Can I Use (caniuse.com) is a widely-used compatibility tables website that shows which web platform features are supported in which browsers. Before using a new CSS property or JavaScript API in production, smart developers check Can I Use to understand their audience's browser landscape.
How It Works
Search for any web feature — CSS Grid, WebP images, Intersection Observer, CSS Container Queries — and see color-coded tables showing support across Chrome, Firefox, Safari, Edge, Opera, and mobile browsers. Global usage percentages help you weigh whether a feature is safe to use.
Key Features
- Feature search — Instant lookup for any web technology
- Usage statistics — Global and regional browser share data
- Custom filters — Filter by minimum browser versions you support
- Embed badges — Add support badges to your documentation
- News feed — Track newly supported features
Real-World Decision Making
Suppose you want to use CSS subgrid. Can I Use shows it's supported in Firefox and Safari but only recently in Chrome. You can decide to use it with a fallback layout, or wait until support reaches your target threshold. Data-driven decisions prevent broken experiences.

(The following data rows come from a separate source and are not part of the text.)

Issue #562, opened 2016-05-03
Aggregate: Exception thrown from prohibited context


Vannevelj:
- [x] ExceptionThrownFromImplicitOperator #168
- [x] PropertyGetterThrowsException #423
- [x] StaticConstructorThrowsException #427
- [x] ExceptionThrownFromExceptionFilterBlock #447
- [x] ExceptionThrownFromFinallyBlock #448
- [x] DoNotThrowExceptionFromEqualityOperator #466
- [x] DoNotThrowExceptionFromDispose #472
- [x] DoNotThrowExceptionFromFinalizer  #474
- [x] DoNotThrowExceptionFromGetHashCode  #560
- [x] DoNotThrowExceptionFromEquals #566

PR #565, opened 2016-05-04
implemented #562

Vannevelj:


VSDiagnostics/VSDiagnostics/VSDiagnostics/Diagnostics/Exceptions/ExceptionThrownFromProhibitedContext/ExceptionThrownFromProhibitedContextAnalyzer.cs
```diff
@@ -0,0 +1,159 @@
...
+                    var methodName = method.Identifier.ValueText;
+
+                    if (methodName == "Dispose")
+                    {
+                        var arity = method.ParameterList.Parameters.Count;
+                        context.ReportDiagnostic(Diagnostic.Create(DisposeRule, warningLocation, arity == 0 ? "Dispose()" : "Dispose(bool)", containingType.Name));
+                        return;
+                    }
+
+                    if (methodName == "GetHashCode")
```
Hosch250: You could use the same technique I use to get these methods--by looking up the members of the type and comparing them.  That might be somewhat expensive for this analyzer, though, seeing how much it covers.

Vannevelj: Yeah, it seems like a lot of extra work for a very tiny amount of cases (who hides GetHashCode or Equals..). Then again I prefer to have the analyzer entirely correct so I'll change it

PR #601, opened 2016-06-19
GetHashCode() refers to mutable member

### LINKED ISSUE #559: Implement GetHashCodeRefersToMutableField
see https://msdn.microsoft.com/en-us/library/system.object.gethashcode%28v=vs.110%29.aspx

> you should override GetHashCode only if 
> - You can compute the hash code from fields that are not mutable

This includes fields and properties. A mutable field is any field or property that is a reference type. Basically: we can accept any value type.
We can also augment this by allowing every `readonly` class that is deemed to be immutable. We don't do `const` fields because they have -- by definition -- the same value across all instances.

Hosch250:
Close #559


VSDiagnostics/VSDiagnostics/VSDiagnostics/Diagnostics/General/GetHashCodeRefersToMutableMember/GetHashCodeRefersToMutableMemberAnalyzer.cs
```diff
@@ -0,0 +1,182 @@
...
+
+        public override ImmutableArray<DiagnosticDescriptor> SupportedDiagnostics => ImmutableArray.Create(Rule);
+        
+        public override void Initialize(AnalysisContext context) =>
+            context.RegisterSymbolAction(AnalyzeSymbol, SymbolKind.NamedType);
+
+        private void AnalyzeSymbol(SymbolAnalysisContext context)
+        {
+            var namedType = (INamedTypeSymbol)context.Symbol;
+            var semanticModel = context.Compilation.GetSemanticModel(context.Symbol.Locations[0].SourceTree);
```
Vannevelj: context.SemanticModel

VSDiagnostics/VSDiagnostics/VSDiagnostics/Diagnostics/General/GetHashCodeRefersToMutableMember/GetHashCodeRefersToMutableMemberAnalyzer.cs
```diff
@@ -0,0 +1,182 @@
...
+                    if (propertyIsMutable.Item1)
+                    {
+                        context.ReportDiagnostic(Diagnostic.Create(Rule, getHashCode.Locations[0],
+                            propertyIsMutable.Item2));
+                    }
+                }
+            }
+        }
+
+        private void GetHashCodeSymbol(INamedTypeSymbol symbol, out IMethodSymbol getHashCodeSymbol)
```
Vannevelj: This can just return IMethodSymbol and get rid of the `out `param.

VSDiagnostics/VSDiagnostics/VSDiagnostics/Diagnostics/General/GetHashCodeRefersToMutableMember/GetHashCodeRefersToMutableMemberAnalyzer.cs
```diff
@@ -0,0 +1,182 @@
...
+        {
+            var namedType = (INamedTypeSymbol)context.Symbol;
+            var semanticModel = context.Compilation.GetSemanticModel(context.Symbol.Locations[0].SourceTree);
+
+            IMethodSymbol getHashCode;
+            GetHashCodeSymbol(namedType, out getHashCode);
+            if (getHashCode == null) { return; }
+
+            var getHashCodeLocation = getHashCode.Locations.FirstOrDefault();
+            var root = getHashCodeLocation?.SourceTree.GetRoot(context.CancellationToken);
```
Vannevelj: `context.Node.SyntaxTree.GetRootAsync()`

VSDiagnostics/VSDiagnostics/VSDiagnostics/VSDiagnosticsResources.resx
```diff
@@ -654,4 +654,10 @@
   <data name="TestMethodWithoutTestAttributeAnalyzerTitle" xml:space="preserve">
     <value>A method might be missing a test attribute.</value>
   </data>
+  <data name="GetHashCodeRefersToMutableFieldAnalyzerMessage" xml:space="preserve">
+    <value>GetHashCode() refers to {0}</value>
```
Vannevelj: Message should probably be changed to "GetHashCode() refers to {0} {1} {2}" with mutable/static/constant, field/property and name.

VSDiagnostics/VSDiagnostics/VSDiagnostics/Diagnostics/General/GetHashCodeRefersToMutableMember/GetHashCodeRefersToMutableMemberAnalyzer.cs
```diff
@@ -0,0 +1,182 @@
...
+
+                var method = (IMethodSymbol)member;
+                if (method.MetadataName == nameof(GetHashCode) && !method.Parameters.Any())
+                {
+                    getHashCodeSymbol = method;
+                }
+            }
+        }
+        
+        private Tuple<bool, string> FieldIsMutableOrStatic(IFieldSymbol field)
```
Vannevelj: It feels more natural to have `Tuple<string, bool>` since the key is the property/fieldname

VSDiagnostics/VSDiagnostics/VSDiagnostics/Diagnostics/General/GetHashCodeRefersToMutableMember/GetHashCodeRefersToMutableMemberAnalyzer.cs
```diff
@@ -0,0 +1,182 @@
...
+
+            if (property.SetMethod != null)
+            {
+                description += "settable ";
+                returnResult = true;
+            }
+
+            var propertyLocation = property.Locations.FirstOrDefault();
+            var root = propertyLocation?.SourceTree.GetRoot(token);
+            if (root == null)
```
Vannevelj: We've calculated the `root` before, you can just pass that in again

VSDiagnostics/VSDiagnostics/VSDiagnostics/Diagnostics/General/GetHashCodeRefersToMutableMember/GetHashCodeRefersToMutableMemberAnalyzer.cs
```diff
@@ -0,0 +1,182 @@
...
+            }
+
+            var propertyNode = (PropertyDeclarationSyntax) root.FindNode(propertyLocation.SourceSpan);
+
+            // ensure getter does not have body
+            // the property has to have at least one of {get, set}, and it doesn't have a set (see above)
+            // this will not have an NRE in First()
+            // the accessor list might be null if it uses the arrow operator `=>`
+            if (propertyNode.AccessorList == null ||
+                propertyNode.AccessorList.Accessors.First(a => a.IsKind(SyntaxKind.GetAccessorDeclaration)).Body != null)
```
Vannevelj: Use `.Single()` instead

VSDiagnostics/VSDiagnostics/VSDiagnostics/VSDiagnosticsResources.resx
Hosch250: I thought about that, but a bodied-getter isn't exactly mutable, but it isn't allowed either.

VSDiagnostics/VSDiagnostics/VSDiagnostics/Diagnostics/General/GetHashCodeRefersToMutableMember/GetHashCodeRefersToMutableMemberAnalyzer.cs
Hosch250: Actually, I can use `[0]` and get rid of the Linq completely.

VSDiagnostics/VSDiagnostics/VSDiagnostics/VSDiagnosticsResources.resx
Vannevelj: It should still be a somewhat different message: "GetHashcode() refers to <blub>" doesn't make sense from an error message perspective. Even "GetHashcode() refers to the discouraged field/prop <blub>" is better.

Hosch250:
Hmm, seems the old package (which is used in `develop`) isn't available, or something.  I had to update it to the next one.

VSDiagnostics/VSDiagnostics/VSDiagnostics/VSDiagnosticsResources.resx
Hosch250: This message does have a description of what exactly is wrong, except I build it into a string slightly differently than your suggestion. See https://github.com/VSDiagnostics/VSDiagnostics/pull/601/files#diff-42e7dce63789d70b5a21ed78a68cac2aR170

PR #607, opened 2016-08-02
Tweak Flags enum string values

Hosch250:


Vannevelj:
This only adds messages but doesn't change code to use them and they're named badly `1`-suffix. Did you forget to include some changes?

Hosch250:
That's peculiar--all I did was edit the values of the existing strings.

Hosch250:
This is ready to merge.

PR #733, opened 2020-07-08
[WNMGDS-327] Change radio and checkbox checkmark to be created with SCSS instead of image

### LINKED ISSUE #568: Checkbox and Radio: Checkmarks show as clipped in Windows High Contrast Mode
**Describe the bug**
If you're using Windows High Contrast Mode, the checkmarks in the checkbox and radio button component appear cut off or clipped.

**To Reproduce**
1. Enable High Contrast Mode on a Windows machine. Settings > Ease of Access > High Contrast
2. View: https://design.cms.gov/components/choice/
3. See the clipped checkmarks.

**Expected behavior**
The checkmarks should appear in their whole shape like they do normally.

**Screenshots**
Checkmarks in high contrast mode

 - OS: Windows 10
 - Browser: Edge
 - Version:  44.18362.387.0

line47:
This fixes #568

- Updated the checkmark to be created with SCSS, similar to how Gov.uk does it. https://design-system.service.gov.uk/components/checkboxes/
- Removed the white-checkmark.svg as it was only used i the choice component 
- Updated the SCSS and organized it a bit better

**To test** 

- Open up the doc site and visit the choice page
- See that the checkmark is now visible on checked or selected items for both radio buttons and checkboxes

The screenshot from my test (checks are visible)

Screen Shot 2020-07-08 at 3 11 20 PM


davidakennedy:
Looks good in IE 11 and Edge, pre-Chromium. I do get these off breaks in some of the circles and squares around the radio buttons in checkboxes in new Edge.

High contrast mode on Windows 10 showing radio buttons and checkboxes with a break in the borders around them

I don't know if that's an oddity with my machine, or an actual issue. I turned the mode off and on twice, and still got it.

line47:
@davidakennedy does that break show if you view the live design system choice component? 
https://design.cms.gov/components/choice/

davidakennedy:
It does, @line47. So maybe not an issue with this specific PR.

line47:
@davidakennedy yeah I'd rather track as a separate issue to get this one closed out

davidakennedy:
@line47 Makes sense. Want me to open a new issue?

line47:
Sure that'd be great @davidakennedy, thanks!

bernardwang:
Not a huge deal, but the new CSS is slightly different than the font awesome icon. I think we should either replace the font awesome icon in the Icon page, or take a stab at making it more close, ideally both haha.

Old
Screen Shot 2020-07-14 at 12 47 36 PM
New
Screen Shot 2020-07-14 at 12 47 30 PM

bernardwang:
I think there are also [SVG to CSS converters](https://websemantics.uk/tools/svg-to-background-image-conversion/) out there, although I havent tried it yet. I would also comment in the SCSS file where the CSS arrow code is coming from, and why we use it instead of SVG

line47:
That's a good point @bernardwang and I hadn't noticed that the corners on the current checkbox were rounded. 
I feel like the straight version is cleaner and more easily customizable. 

Do the check images have to be the same as the checkboxes and radios?
I don't think they necessarily need to but this would be good to discuss.  

I looked into the SVG to CSS converter and it seemed to do the job but the code it provided would probably be hard to modify. 
```
  background-image: url("data:image/svg+xml;charset=utf8,%3Csvg xmlns='http://www.w3.org/2000/svg' width='20' height='20' viewBox='0 0 216 146'%3E%3Cpath fill='%23fff' d='M168.86 37.966l-11.08-11.08c-1.52-1.52-3.367-2.28-5.54-2.28-2.172 0-4.02.76-5.54 2.28L93.254 80.414 69.3 56.38c-1.52-1.522-3.367-2.282-5.54-2.282-2.172 0-4.02.76-5.54 2.28L47.14 67.46c-1.52 1.522-2.28 3.37-2.28 5.542 0 2.172.76 4.02 2.28 5.54l29.493 29.493 11.08 11.08c1.52 1.52 3.368 2.28 5.54 2.28 2.173 0 4.02-.76 5.54-2.28l11.082-11.08L168.86 49.05c1.52-1.52 2.283-3.37 2.283-5.54 0-2.174-.76-4.02-2.28-5.54z'/%3E%3C/svg%3E");
```

bernardwang:
@line47 It looks like thats a background image which is where we started off with, I didn't look closely enough into the converter I linked. 

Regardless, I don't think any teams are modifying the checks, if they really did they can always override the CSS. If anything, it was easier to override the styles in the past because it used a background image vs a lot CSS. The main issue for me is less about customization, and more about consistency. It feels weird to document our icon as the font awesome check, and then have out implementation use something else, even if it's only slightly different.

I would prefer to first try to update the CSS to make the check slightly rounded to match the font-awesome icon, and if that doesn't work I'm ok with the current icon as long as we document it well in the code and in maybe even on the site

line47:
This is ready for another pass @bernardwang - I used the SVG to image converter to create the CSS for the checkmark to make sure it is identical.

I believe this should work in high contrast mode as well. However, I'm having trouble with my local windows VM. @davidakennedy can you take another look at this?

packages/design-system/src/styles/components/_Choice.scss
```diff
@@ -129,12 +114,13 @@ $ds-c-inset-border-width: $spacer-half;
...
 
 // Display a checkmark
+// Using CSS to display the checkmark because background images don't how in high contrast mode on windows.
 .ds-c-choice:checked + label {
-  &::after {
-    opacity: 1;
-  }
   &::before {
     background-color: $color-primary;
+    background-image: url("data:image/svg+xml;charset=utf8,%3Csvg xmlns='http://www.w3.org/2000/svg' width='20' height='20' viewBox='0 0 216 146'%3E%3Cpath fill='%23fff' d='M168.86 37.966l-11.08-11.08c-1.52-1.52-3.367-2.28-5.54-2.28-2.172 0-4.02.76-5.54 2.28L93.254 80.414 69.3 56.38c-1.52-1.522-3.367-2.282-5.54-2.282-2.172 0-4.02.76-5.54 2.28L47.14 67.46c-1.52 1.522-2.28 3.37-2.28 5.542 0 2.172.76 4.02 2.28 5.54l29.493 29.493 11.08 11.08c1.52 1.52 3.368 2.28 5.54 2.28 2.173 0 4.02-.76 5.54-2.28l11.082-11.08L168.86 49.05c1.52-1.52 2.283-3.37 2.283-5.54 0-2.174-.76-4.02-2.28-5.54z'/%3E%3C/svg%3E");
```
bernardwang, line 121: Isnt this still a `background-image`? I thought that thats what caused the original issue.

line47: Yeah you're right I was thinking it might work differently but it doesn't. I think I'm going to go back to the full SCSS check without the rounded corners and update the check icon to match

line47:
When I was looking into updating the check icon to match - I discovered that the icons are not created consistently. When i tried to update the success and success-fill icons they were larger than the original and also didn't have the same spacing around the icon. 

TLDR
I think all the icons here should be revisited and created in the same way. 
I think this should be done in a separate issue.

line47:
to do: 

- [ ] Add info on the icons page explaining how the checkmark for radios and checkboxes is Scss

line47:
@bernardwang added some description to the icons page 👍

Integration with Build Tools
Can I Use data powers tools like Autoprefixer (adds vendor prefixes automatically), Browserslist (defines target browsers for your project), and eslint-plugin-compat (warns about unsupported APIs in your code). The site is the source of truth for the entire front-end tooling ecosystem.
Pros
- Fast, simple interface
- Comprehensive feature coverage
- Free and no account required
- Powers major build tools
- Regularly updated
Cons
- Doesn't cover experimental APIs in detail
- Usage stats are estimates
- No polyfill recommendations built-in
Final Verdict
Can I Use belongs in every front-end developer's workflow. A thirty-second check before adopting new features can save hours of debugging browser-specific issues in production.